TASK REQUIREMENTS:
Line by line, print the records exactly.

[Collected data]
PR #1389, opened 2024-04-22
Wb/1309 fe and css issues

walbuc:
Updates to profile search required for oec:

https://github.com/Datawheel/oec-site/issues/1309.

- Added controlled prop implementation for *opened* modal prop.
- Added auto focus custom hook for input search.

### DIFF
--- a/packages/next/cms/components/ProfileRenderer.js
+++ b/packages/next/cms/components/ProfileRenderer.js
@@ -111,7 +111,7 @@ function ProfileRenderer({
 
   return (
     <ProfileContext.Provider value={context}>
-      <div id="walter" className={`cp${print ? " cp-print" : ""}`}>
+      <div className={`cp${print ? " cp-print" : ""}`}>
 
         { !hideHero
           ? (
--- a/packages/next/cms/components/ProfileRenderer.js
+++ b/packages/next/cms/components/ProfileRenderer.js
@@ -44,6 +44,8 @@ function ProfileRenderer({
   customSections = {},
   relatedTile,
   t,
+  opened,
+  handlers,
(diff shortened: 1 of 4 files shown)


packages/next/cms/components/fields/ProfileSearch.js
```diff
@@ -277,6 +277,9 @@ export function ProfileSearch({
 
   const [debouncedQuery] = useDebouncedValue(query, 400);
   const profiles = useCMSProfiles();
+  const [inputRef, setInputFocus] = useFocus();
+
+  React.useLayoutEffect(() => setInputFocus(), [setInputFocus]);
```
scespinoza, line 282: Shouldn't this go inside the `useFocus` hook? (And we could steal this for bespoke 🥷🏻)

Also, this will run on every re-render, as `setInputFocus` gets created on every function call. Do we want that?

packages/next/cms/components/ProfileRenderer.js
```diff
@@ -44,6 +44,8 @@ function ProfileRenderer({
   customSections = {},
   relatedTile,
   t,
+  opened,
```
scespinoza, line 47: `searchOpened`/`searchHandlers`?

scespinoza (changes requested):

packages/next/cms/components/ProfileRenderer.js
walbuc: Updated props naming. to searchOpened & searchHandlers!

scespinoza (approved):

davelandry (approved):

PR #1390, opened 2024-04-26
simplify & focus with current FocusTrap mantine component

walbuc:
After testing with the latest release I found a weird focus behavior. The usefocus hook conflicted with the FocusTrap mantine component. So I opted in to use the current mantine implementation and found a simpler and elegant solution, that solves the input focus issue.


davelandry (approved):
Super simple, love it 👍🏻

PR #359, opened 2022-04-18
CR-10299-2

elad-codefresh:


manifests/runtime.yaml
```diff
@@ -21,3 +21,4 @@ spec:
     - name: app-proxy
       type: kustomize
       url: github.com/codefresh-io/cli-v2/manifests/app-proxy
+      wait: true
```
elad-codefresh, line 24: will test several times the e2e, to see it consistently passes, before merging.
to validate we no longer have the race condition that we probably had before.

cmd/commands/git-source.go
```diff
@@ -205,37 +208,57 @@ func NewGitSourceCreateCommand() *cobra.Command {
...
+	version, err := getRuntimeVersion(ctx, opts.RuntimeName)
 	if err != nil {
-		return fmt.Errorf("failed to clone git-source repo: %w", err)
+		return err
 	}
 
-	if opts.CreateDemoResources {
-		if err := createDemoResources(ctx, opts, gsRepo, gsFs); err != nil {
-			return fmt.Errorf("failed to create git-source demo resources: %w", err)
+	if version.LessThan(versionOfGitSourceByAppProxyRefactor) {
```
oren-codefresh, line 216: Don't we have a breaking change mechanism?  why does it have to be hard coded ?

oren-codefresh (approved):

RESULT:
PR #1389, opened 2024-04-22
Wb/1309 fe and css issues

walbuc:
Updates to profile search required for oec:

https://github.com/Datawheel/oec-site/issues/1309.

- Added controlled prop implementation for *opened* modal prop.
- Added auto focus custom hook for input search.

### DIFF
--- a/packages/next/cms/components/ProfileRenderer.js
+++ b/packages/next/cms/components/ProfileRenderer.js
@@ -111,7 +111,7 @@ function ProfileRenderer({
 
   return (
     <ProfileContext.Provider value={context}>
-      <div id="walter" className={`cp${print ? " cp-print" : ""}`}>
+      <div className={`cp${print ? " cp-print" : ""}`}>
 
         { !hideHero
           ? (
--- a/packages/next/cms/components/ProfileRenderer.js
+++ b/packages/next/cms/components/ProfileRenderer.js
@@ -44,6 +44,8 @@ function ProfileRenderer({
   customSections = {},
   relatedTile,
   t,
+  opened,
+  handlers,
(diff shortened: 1 of 4 files shown)


packages/next/cms/components/fields/ProfileSearch.js
```diff
@@ -277,6 +277,9 @@ export function ProfileSearch({
 
   const [debouncedQuery] = useDebouncedValue(query, 400);
   const profiles = useCMSProfiles();
+  const [inputRef, setInputFocus] = useFocus();
+
+  React.useLayoutEffect(() => setInputFocus(), [setInputFocus]);
```
scespinoza, line 282: Shouldn't this go inside the `useFocus` hook? (And we could steal this for bespoke 🥷🏻)

Also, this will run on every re-render, as `setInputFocus` gets created on every function call. Do we want that?

packages/next/cms/components/ProfileRenderer.js
```diff
@@ -44,6 +44,8 @@ function ProfileRenderer({
   customSections = {},
   relatedTile,
   t,
+  opened,
```
scespinoza, line 47: `searchOpened`/`searchHandlers`?

scespinoza (changes requested):

packages/next/cms/components/ProfileRenderer.js
walbuc: Updated props naming. to searchOpened & searchHandlers!

scespinoza (approved):

davelandry (approved):

PR #1390, opened 2024-04-26
simplify & focus with current FocusTrap mantine component

walbuc:
After testing with the latest release I found a weird focus behavior. The usefocus hook conflicted with the FocusTrap mantine component. So I opted in to use the current mantine implementation and found a simpler and elegant solution, that solves the input focus issue.


davelandry (approved):
Super simple, love it 👍🏻

PR #359, opened 2022-04-18
CR-10299-2

elad-codefresh:


manifests/runtime.yaml
```diff
@@ -21,3 +21,4 @@ spec:
     - name: app-proxy
       type: kustomize
       url: github.com/codefresh-io/cli-v2/manifests/app-proxy
+      wait: true
```
elad-codefresh, line 24: will test several times the e2e, to see it consistently passes, before merging.
to validate we no longer have the race condition that we probably had before.

cmd/commands/git-source.go
```diff
@@ -205,37 +208,57 @@ func NewGitSourceCreateCommand() *cobra.Command {
...
+	version, err := getRuntimeVersion(ctx, opts.RuntimeName)
 	if err != nil {
-		return fmt.Errorf("failed to clone git-source repo: %w", err)
+		return err
 	}
 
-	if opts.CreateDemoResources {
-		if err := createDemoResources(ctx, opts, gsRepo, gsFs); err != nil {
-			return fmt.Errorf("failed to create git-source demo resources: %w", err)
+	if version.LessThan(versionOfGitSourceByAppProxyRefactor) {
```
oren-codefresh, line 216: Don't we have a breaking change mechanism?  why does it have to be hard coded ?

oren-codefresh (approved):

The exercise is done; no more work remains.